- _DIRECTIONS_: Your reply should be the complete data, reproduced exactly.

- _DATA FOR THIS EXERCISE_:
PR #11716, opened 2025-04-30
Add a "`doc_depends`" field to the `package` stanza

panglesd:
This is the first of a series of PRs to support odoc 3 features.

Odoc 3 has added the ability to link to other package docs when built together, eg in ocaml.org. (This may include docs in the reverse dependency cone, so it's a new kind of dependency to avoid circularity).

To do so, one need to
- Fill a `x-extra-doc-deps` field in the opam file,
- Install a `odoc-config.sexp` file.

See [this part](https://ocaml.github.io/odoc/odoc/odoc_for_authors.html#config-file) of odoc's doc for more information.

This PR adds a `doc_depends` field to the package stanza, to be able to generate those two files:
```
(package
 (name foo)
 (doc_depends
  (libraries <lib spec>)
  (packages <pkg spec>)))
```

- _FINISHED TASK_:
PR #11716, opened 2025-04-30
Add a "`doc_depends`" field to the `package` stanza

panglesd:
This is the first of a series of PRs to support odoc 3 features.

Odoc 3 has added the ability to link to other package docs when built together, eg in ocaml.org. (This may include docs in the reverse dependency cone, so it's a new kind of dependency to avoid circularity).

To do so, one need to
- Fill a `x-extra-doc-deps` field in the opam file,
- Install a `odoc-config.sexp` file.

See [this part](https://ocaml.github.io/odoc/odoc/odoc_for_authors.html#config-file) of odoc's doc for more information.

This PR adds a `doc_depends` field to the package stanza, to be able to generate those two files:
```
(package
 (name foo)
 (doc_depends
  (libraries <lib spec>)
  (packages <pkg spec>)))
```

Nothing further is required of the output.